Conclusion : la monnaie comme révélateur d’un ordre social déliquescent

Ainsi, l’analyse du franc guinéen ne saurait se limiter à une question technique de taux de change ou d’inflation. Elle révèle une disjonction profonde entre l’appareil d’État, les institutions financières et les réalités quotidiennes des citoyens. Le franc guinéen, jadis symbole de souveraineté monétaire, est devenu le révélateur d’un système économique profondément inégalitaire, où les mécanismes de redistribution sont inefficaces, voire inexistants.

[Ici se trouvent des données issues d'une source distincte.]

PR #3296, opened 2020-09-30
Update ISSUE_TEMPLATE.md

LironEr:
When running `npx envinfo` command with the flag `clipboard` I get this error:
```
*** Clipboard option removed - use clipboardy or clipboard-cli directly ***
```

So I just replaced the flag with `clipboard-cli` in order to copy the output to my clipboard.


kitten:
@probablyup I remember us receiving g a PR to add this but I can't remember this ever influencing our bug hunts beyond quickly seeing what version things are installed at, so I'd love to reduce the template here and maybe even remove this, since the system info is much too detailed 😅

probablyup:
Yeah, pretty much all we need to hunt a bug is a sandbox

Issue #3178, opened 2020-06-16
Nested `attrs` result in the wrong prop value when one prop depends on another


exogen:
## Environment

`npx envinfo --system --binaries --npmPackages styled-components,babel-plugin-styled-components --markdown --clipboard`

```
## System:
 - OS: macOS 10.15.5
 - CPU: (8) x64 Intel(R) Core(TM) i7-8559U CPU @ 2.70GHz
 - Memory: 611.90 MB / 16.00 GB
 - Shell: 3.2.57 - /bin/bash
## Binaries:
 - Node: 10.13.0 - ~/.nvm/versions/node/v10.13.0/bin/node
 - Yarn: 1.22.4 - /usr/local/bin/yarn
 - npm: 6.10.2 - ~/.nvm/versions/node/v10.13.0/bin/npm
## npmPackages:
 - styled-components: ^5.1.1 => 5.1.1
```

## Reproduction

https://codesandbox.io/s/nostalgic-dhawan-y2jiu?file=/src/App.js

## Steps to reproduce

Use `attrs` in a nested way. Let's start with this component:

```js
const Foo = styled.button.attrs(props => ({
  size: props.size || 10
})`
  font-size: ${props => props.size}px;
`;
```

Then `<Foo>` will render a button with font-size 10. `<Foo size={20}>` will render a button with font-size 20. So far so good!

Now let's create another styled-component from that:

```js
const Bar = styled(Foo).attrs({
  size: 20
})`
  color: red;
`;
```

Now rendering `<Bar>` will render a button with font-size 20. Still all good!

Now let's update Foo to default one of its *other* props to depend on the `size` prop:

```js
const Foo = styled.button.attrs(props => ({
  size: props.size || 10,
  children: props.children || `size: ${props.size}`
})`
  font-size: ${props => props.size}px;
`;
```

Now something strange happens. `<Bar>` doesn't pass `children`, but does pass `size: 20` – so we expect Foo's `children` default to run and see `size: 20`. But when we render `<Bar>` we see:

```
size: undefined
```

It seems as if somehow the `children` default from Foo was applied *before* Bar's `attrs` were taken into consideration.

Rendering `<Bar size={20}>` does give `children` the correct value. The result is that rendering `<Bar>` which is defined as `styled(Foo).attrs({ size: 20 })` differs from rendering `<Foo size={20}>`.

[...]

PR #3299, opened 2020-10-05
added clarification with link to docs on how several layers of .attrs are applied

vzaidman:
if anybody would debug why some attrs are not as expected for them, they will see a link to docs that explains it.

here is an example of a bug opened on it before:
https://github.com/styled-components/styled-components/issues/3178


kitten:
Adding comments after the fact is a little unusual and we can indeed see the order in a completely different place already: https://github.com/styled-components/styled-components/blob/958fee73e2a79e47e693f12ae8878e97b3b914d8/packages/styled-components/src/models/StyledComponent.js#L200-L204

If we improved the comments for some of our code I'd actually just rewrite most of it, ha 😆 So since that's not being done here and the docs are the canonical way to get this information, I'll close this, Sorry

La désintégration de la valeur monétaire, l’effondrement du pouvoir d’achat, l’hégémonie de l’économie informelle, l’asymétrie des revenus et l’inaccessibilité des services fondamentaux— autant de symptômes qui, mis bout à bout, dessinent une économie de la précarité généralisée. En ce sens, la monnaie ne reflète plus la richesse d’un pays, mais son impuissance à garantir la dignité de ses citoyens.